OHIO LEGISLATURE CREATES SUBROGATION COMMISSION
Ohio legislature creates Subrogation Commission in 2005 to study the effects of the Lawson ruling when it comes to subrogated interests in Ohio. The Ohio House added the commission as an amendment to S.B. 80 Tort Reform legislation which had previously passed the Ohio Senate. The Ohio Senate passed the omnibus amendment including the Subrogation Commission early in the morning of December 9, 2004. Revised Code § 2323.44 established a 13 member commission to make recommendations to the Ohio Legislature regarding subrogation in Ohio. The work of this commission may alter or affect all subrogated rights under Ohio law. If you want us to keep you informed on the progress of this Commission, please send us your email information to ealert@subrogation-recovery.com.
September 2004
Ohio Supreme Court rejects Public Policy of "Make Whole"

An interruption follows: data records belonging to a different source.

Issue #163, opened 2018-01-31
Physical skill success formula audits


drewhershey:
**Tl;Dr:**
I think there's an opportunity to improve gameplay quality and increase the benefit of character specialization if we tweak how success chances for various skills are calculated. By going through all the active skills and updating how various aspects of the attacker/victim/environment contribute to the two different types of success checks we could potentially make combat more dynamic and strategic while still maintaining a healthy level of challenge.

**Full Post**
After spending a lot of time looking through the code off and on over the last couple years, I think the way that skill success is being handled could potentially benefit from some updates. This applies specifically to physical skills, as mental skills like spells/prayers use a different type of secondary success roll (although that could stand to be reevaluated, too).

I'm curious if others feel like this is even remotely necessary or worth the time.

Currently, for physical skills there are two separate success checks. Here's my interpretation of how they work and their underlying purpose:

1) A roll within a range from 0 - 99 that more or less represents if a character knows _how_ to perform the skill.

     In other words, the chance of success based on character's understanding of the skill itself and level of experience actually executing it in practice.

2) A roll within a range from 0 - 999 (0 - 49 being a crit failure and 950 - 999 a crit success) that represents the character's chance of success against a _specific target in a specific situation_. 

     In other words, it assumes the character will execute the mechanics of the skill correctly but then determines if external factors (the surrounding environment, defensive skill of the intended victim, etc.) will still cause the attempt to fail.

     Practical example: A thief could pass the first roll and therefore perfectly execute their backstab mechanically, yet still miss if the intended victim was agile enough or the environment messed up his otherwise solid attempt. Alternatively, a victim that would normally be able to avoid the attack due to high agility might instead be hit if affected negatively enough by their environment (too dark, too loud, etc.).

Those two different checks make sense in theory. However, what appears to have happened over the years is that various factors which seem like they should be accounted for during the second, more dynamic success roll (the one that deals with the specifics of the situation) are being factored into the first roll, during what should be more of a "does the character flat out possess the knowledge/experience to perform this skill at all" check. 

Or, oftentimes, things that should be in that second roll are instead just used as criteria for hard skill failures - "you can't do that now" type responses.

The warrior bash skill is a good example. To me something like the attacker's height and weight would primarily affect their success chance against a specific victim, yet those stats are only accounted for during the first roll. 

[...]

PR #349, opened 2021-06-29
Warrior Revamp

parkscs:
This pull request is related to the warrior gameplay issue thread I recently created.  My plan is to tackle these changes in a number of different phases, starting with granting warriors 2h specialization, making a usability tweak to rescue, and some other minor things.

The next phase will be to revamp deathstroke to be a core ability for the warrior class, which involves making it actually useful while keeping some of the risk involved in using it.  I'd also like to address movement point usage for warriors and potentially take a look at berserking to ensure all the restrictions make sense and the risk remains worth the reward.

From there, I plan to look at all the other offensive warrior abilities like headbutt, kneestrike, bodyslam and so on and look to give players a reason to use these abilities (at least in some situations).


Aion2501 (commented):
Im very happy to see someone else working on improving classes!

That said, it would be nice to share a google doc and get a design plan laid out. Balance is important and I'm sure we could all share ideas.

Are warriors going to look more like Barbarians from D&D? Warriors from WoW? Is the end result a balanced class compared to others? 

A final note: I think some kind of berserking self-heal or lifesteal a % of dmg ability would be nifty. If nothing else perhaps some kind of Medic skill.

parkscs:
Responded in the issues thread, as I don't want to clutter this one up with lengthy balance discussions.  Happy to continue the discussion there and as we go forward.

code/code/misc/combat.cc
```diff
@@ -1992,9 +1992,10 @@ int TBeing::getWeaponDam(const TBeing *v, const TThing *wielded, primaryTypeT is
     // 2h Specialization: should be no additional dam for anyone without specialization
     // extra 10% for 2h is part of the object
     TObj *obj = dynamic_cast<TObj *>(heldInPrimHand());
-    if (obj && obj->isPaired() && doesKnowSkill(SKILL_2H_SPEC_DEIKHAN)) {
+    if (obj && obj->isPaired() && (doesKnowSkill(SKILL_2H_SPEC_DEIKHAN) || doesKnowSkill(SKILL_2H_SPEC_WARRIOR))) {
```
wershlak, line 1995: Check out how SKILL_DUAL_WIELD is handled just above here. Both warriors and thieves have dual wield
- There are two skills SKILL_DUAL_WIELD and SKILL_DUAL_WIELD_THIEF
- getSkillNum() will return the appropriate skill based on learnedness: https://github.com/sneezymud/sneezymud/blob/master/code/code/misc/discipline.cc#L632

wershlak:
Couple general comments on changes.

- In your description, add a bullet point list of things that this change is meant to address. That way we can review not just the code but if your intentions match your implementation. 

- Remove any code that is no longer needed rather than commenting it out. We have the entire history in git so we don't need it for historical record.

- Comments can help explain the reasoning behind a particular implementation but aren't really needed to explain why you are changing a thing. Think of someone looking at the code 20 years from now. They won't have context around your change.

parkscs:
All makes sense and I can incorporate that into future submissions.

parkscs:
Itemized changes are as follows:

- Added 2h specialization to warriors and more specifically to the soldiering discipline.
- Fixed a bug where monk crit was only honing with barehanded attacks (yet it works with all attacks).
- Removed some restrictions to rescue that were bad from a gameplay perspective (can't rescue mounted people, can't rescue NPC's including mounts you got knocked off of).
- Added checks to the order command so that players will benefit from advanced riding skills of the relevant type when ordering their mount; this was needed because some mounts like the gold dragon were resisting commands 15+ times with max skills.  I could go on and happy to elaborate if needed, but this is terrible for gameplay.
- Shortened the lockout on unsuccessful berserk attempts (more to come for berserk later).
- Minor buff to riposte, allowing it to fire on all parries.

code/code/cmd/cmd_rescue.cc
```diff
@@ -31,19 +31,12 @@ static int rescue(TBeing * caster, TBeing * victim, spellNumT skill)
     caster->sendTo("What about fleeing instead?\n\r");
     return FALSE;
   }
-  if (dynamic_cast<TBeing *>(victim->riding)) {
```
wershlak, line 34: Ok cool

code/code/cmd/cmd_rescue.cc
```diff
@@ -31,19 +31,12 @@ static int rescue(TBeing * caster, TBeing * victim, spellNumT skill)
...
-    caster->sendTo("You can't rescue a mounted person!\n\r");
-    return FALSE;
-  }
+
   if (victim->riding) {
     caster->sendTo(COLOR_MOBS, format("You can't rescue %s off of %s!\n\r") % 
          victim->getName() % victim->riding->getName());
     return FALSE;
   }
-  if (!victim->isPc() && !victim->isPet(PETTYPE_PET | PETTYPE_CHARM | PETTYPE_THRALL)) {
```
wershlak, line 43: Sure

code/code/disc/disc_warrior.cc
```diff
@@ -95,7 +95,7 @@ int berserk(TBeing * caster)
 
     af.type = SKILL_BERSERK;
     af.level = level;
-    af.duration = 6 * Pulse::UPDATES_PER_MUDHOUR;
+    af.duration = Pulse::UPDATES_PER_MUDHOUR/2;
```
wershlak, line 98: Yeah the cooldown time was always annoying

code/code/misc/combat.cc
```diff
@@ -1992,9 +1992,9 @@ int TBeing::getWeaponDam(const TBeing *v, const TThing *wielded, primaryTypeT is
     // 2h Specialization: should be no additional dam for anyone without specialization
     // extra 10% for 2h is part of the object
     TObj *obj = dynamic_cast<TObj *>(heldInPrimHand());
-    if (obj && obj->isPaired() && doesKnowSkill(SKILL_2H_SPEC_DEIKHAN)) {
+    if (obj && obj->isPaired()) {
       // Take half the skill value and normalize between 10 and 50
-      int amt = (int) getSkillValue(SKILL_2H_SPEC_DEIKHAN);
+      int amt = max(0, (int) getSkillValue(SKILL_2H_SPEC));
```
wershlak, line 1997: Does this work? Does it need a getskillvalue(getskillnum(THING)) here instead to get the right skill?

code/code/misc/combat.cc
```diff
@@ -2047,6 +2047,9 @@ static void checkLearnFromHit(TBeing * ch, int tarLevel, TThing * o, bool isPrim
         if (obj && ch->doesKnowSkill(SKILL_2H_SPEC_DEIKHAN) && obj->isPaired()) {
           ch->learnFromDoingUnusual(LEARN_UNUSUAL_NORM_LEARN, SKILL_2H_SPEC_DEIKHAN, max(0, (100 - (2* myLevel))));
         }
+        if (obj && ch->doesKnowSkill(SKILL_2H_SPEC) && obj->isPaired()) {
```
wershlak, line 2050: Same. Do we need to call get skill num or is that included in doesknowskill()?

code/code/misc/combat.cc
```diff
@@ -2292,12 +2295,13 @@ int TBeing::hit(TBeing *target, int pulse)
 	 !equipment[WEAR_HAND_R] && !equipment[WEAR_HAND_L])
 	learnFromDoingUnusual(LEARN_UNUSUAL_NORM_LEARN, SKILL_IRON_FIST, 20);
 
-      if(doesKnowSkill(SKILL_CRIT_HIT))
-        learnFromDoingUnusual(LEARN_UNUSUAL_NORM_LEARN, SKILL_CRIT_HIT, 20);
     }
     if (((fx > 0.999) || (fy > 0.999))){
       if(doesKnowSkill(SKILL_POWERMOVE))
 	learnFromDoingUnusual(LEARN_UNUSUAL_NORM_LEARN, SKILL_POWERMOVE, 20);
+
```
wershlak, line 2302: Cool. In the future is probably do this with another PR but this is easy and fine

parkscs:
Slowly figuring out git I think - definitely going to change how I manage some things locally going forward, haha.  In any event, you're absolutely correct on that check in combat.cc - I didn't catch that after reworking it to match the dual wield check.  Should be better now.

code/code/cmd/cmd_deathstroke.cc
```diff
@@ -62,69 +62,113 @@ static int deathstroke(TBeing *caster, TBeing *victim)
...
       act("You hit $N in $S vital organs!", FALSE, caster, 0, victim, 
                 TO_CHAR);
       act("$n hits you in your vital organs!", FALSE, caster, 0, 
                 victim, TO_VICT);
+
+      // Adding a lockout
+      // You successfully landed your deathstroke - assessing a bonus
+      aff.type = SKILL_DEATHSTROKE;
+      aff.duration = Pulse::UPDATES_PER_MUDHOUR / 3;
+      aff.location = APPLY_HITNDAM;
```
wershlak, line 94: I'm not sure APPLY_HITNDAM works. Did you test how this affect works? Also, 15 sounds insane... at least for APPLY_HIT each +1 is like a levels worth of offense.

code/code/cmd/cmd_deathstroke.cc
```diff
@@ -62,69 +62,113 @@ static int deathstroke(TBeing *caster, TBeing *victim)
...
   int dam = caster->getSkillDam(victim, SKILL_DEATHSTROKE, lev, caster->getAdvLearning(SKILL_DEATHSTROKE));
 
-  if ((caster->bSuccess(bKnown+ percent, SKILL_DEATHSTROKE) &&
-         (i = caster->specialAttack(victim,SKILL_DEATHSTROKE)) && 
-         (i != GUARANTEED_FAILURE)) ||
-      !victim->awake()) {
+  if (caster->bSuccess(bKnown+percent, SKILL_DEATHSTROKE) || !victim->awake()) {
     wasSuccess = TRUE;
+
     if (!dam) {
```
wershlak, line 68: How would this happen?

code/code/cmd/cmd_deathstroke.cc
```diff
@@ -62,69 +62,113 @@ static int deathstroke(TBeing *caster, TBeing *victim)
 
   int dam = caster->getSkillDam(victim, SKILL_DEATHSTROKE, lev, caster->getAdvLearning(SKILL_DEATHSTROKE));
 
-  if ((caster->bSuccess(bKnown+ percent, SKILL_DEATHSTROKE) &&
-         (i = caster->specialAttack(victim,SKILL_DEATHSTROKE)) &&
```
wershlak, line 66: What's in specialAttack() here that you are removing?

parkscs:
I did not test to see if it works - just assumed they all worked and that
it was shorthand for hit and damage.  I can adjust the #'s - I was just
basing it off bless being 10 hitroll and that's a low level spell that you
can cast on your entire party, whereas this applies only to the warrior,
may not work and has consequences.  But easy enough to tweak the #'s.
Also, I looked at advanced offense and what that's giving to monks/thieves.
bonus += ((getSkillValue(SKILL_ADVANCED_OFFENSE) / 4.0) * 3.0);

If my math is correct, that's adding a max of 100/4*3... so 75?

Now if we look at hitroll and where that gets applied:

bonus += 5 * (getHitroll() + getSpellHitroll())/3;
So adding 15 hitndam, ignoring the dam for now and assuming it works, this
would be adding 5*15/3 as a bonus... so 25.

Again, I'm happy to tweak the #'s and of course we need to verify hitndam
actually is functional haha.  Just pointing out that I did look at other
skills when coming up with 15.

code/code/misc/combat.cc
wershlak: This still needs fixing

code/code/cmd/cmd_deathstroke.cc
parkscs: I removed it just because I wasn't really sure why all that was added to the skill check in the first place.  Honestly the initial code for the skill check was pretty convoluted (just my opinion) shifting bits in the algorithm and having not just one success check but multiple that had to succeed, which is part of the reason I suspect why it failed frequently in game.  My goal was to simplify the algorithm but to keep it tied to armor and to bring in some stats as well (including the victim's stats).

code/code/misc/combat.cc
```diff
@@ -1992,9 +1994,9 @@ int TBeing::getWeaponDam(const TBeing *v, const TThing *wielded, primaryTypeT is
     // 2h Specialization: should be no additional dam for anyone without specialization
     // extra 10% for 2h is part of the object
     TObj *obj = dynamic_cast<TObj *>(heldInPrimHand());
-    if (obj && obj->isPaired() && doesKnowSkill(SKILL_2H_SPEC_DEIKHAN)) {
+    if (obj && obj->isPaired()) {
       // Take half the skill value and normalize between 10 and 50
-      int amt = (int) getSkillValue(SKILL_2H_SPEC_DEIKHAN);
+      int amt = max(0, (int) getSkillValue(getSkillNum(SKILL_2H_SPEC)));
       amt = 100 + min(50, max(10, (int) (amt / 2)));
```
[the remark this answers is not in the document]
parkscs: Sounds like a blunder on my part and I did not test the skill on characters that didn't know it.  I'll look into this tonight and fix it up.

code/code/cmd/cmd_deathstroke.cc
parkscs: I didn't dig into how they're calculating skill damage deep enough to figure that out, but it seems like there are times when you succeed but the damage is non-existent.  A lot of stuff goes through getSkillDam() and so I didn't really mess with it at this point, but it's odd behavior if you ask me to have a skill succeed and somehow the damage is still 0.

code/code/cmd/cmd_deathstroke.cc
drewkht: Just to jump in here in hopes of helping a bit, as a lurker who wishes I had more spare time so I could contribute to the code, I dug into the specialAttack method a while back to see how it works. For all intents and purposes it's basically a comparison of attacker's offense vs defender's defense, but the formulas for calculating those offense and defense values rely heavily on level. 

Because of that reliance on level, there's a certain point where it's really difficult for a PC to increase their offense value any further, so specialAttack essentially ends up functioning as kind of a convoluted way to greatly reduce the chance physical PC special attacks (think backstab, deathstroke, etc) have of landing successfully on mobs 10-20+ levels higher (depending on PC offense). At around 20 levels higher the chance of the specialAttack check being successful becomes almost nil, usually.

So, without the call to specialAttack() here, what I believe will likely happen is that if the PC passes the bSuccess check (which is really just a check against their learnedness in the skill as a value from 0-100 where 100 = maxed/maxed, modified  +/- 25% by focus, and now I believe the difficulty check that was added back in) they'll be able to land deathstroke against a mob of any level without any test of offense vs defense.

Hopefully this helps. I still have the spreadsheet somewhere that maps out and tests the function so I can try to dig it up if you want more detail.

code/code/misc/skill_dam.cc
```diff
@@ -150,7 +150,7 @@ if (discArray[skill]->disc == discArray[skill]->assDisc) {
 
   // cut area effects in half
   if (IS_SET(discArray[skill]->targets, TAR_AREA)) 
-    fixed_amt *= 0.75;
+    fixed_amt /= 2.0;
```
wershlak, line 153: I just changed this. Why would you change it back?

parkscs: I didn't intentionally - my guess is that this code just didn't get that update.

code/code/cmd/cmd_deathstroke.cc
wershlak: Thanks @drewhershey I thought these were going through some hit check. Let me dig into this.

There should be some check for skill success AND there should be some check that compares user VS victim offense and defense. 

So for this @parkscs I would add that back in and let's start work (in a new branch) on an adjustment to how special attack hits are calculated. I know it sucks that this is hard to land but the problem is bigger than just death stroke and let's go ahead and adjust it for everything.

---

Here's some brainstorming thoughts on this:

skill success:
- skill success chance is based on learnedness and modified by the difficulty of the skill, focus and karma.
- should not be modified by other caster or victim stats or other things
- Is just essentially, do I know how to do this move?

hitting:
- offense takes into account level, skills, position, dex, equipment etc
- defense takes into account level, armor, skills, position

In a 4-3 decision, the Ohio Supreme Court reaffirmed Ohio's long standing tradition to favor subrogated interests at law when based upon a written contract or agreement. See Northern Buckeye Educ. Council. F. Lawson, 103 Ohio St. 3d 188 (Sept. 29, 2004) The Supreme Court adopted a clear test for what subrogation and reimbursement language is necessary to avoid application of "make whole". Health insurers contracts, self-funded plans and medical payment insurance provisions should be reviewed to ensure they contain language required by the Court to avoid "make whole". This concept is applicable even where a party has made a bad bargain, contracted away all his rights, and has been left in the position of doing the work while another may benefit from the work. Where various written documents exist, it is the court's duty to interpret their meaning, and reach a decision by using the usual tools of contractual interpretation (e.g., the written documents, the intent of the parties, and the acts of the parties) and not by a determination of what is fair, equitable, or just." 25 Ohio St.2d at 239-240, 54 O.O2d 361, 267 N.E.2d 769.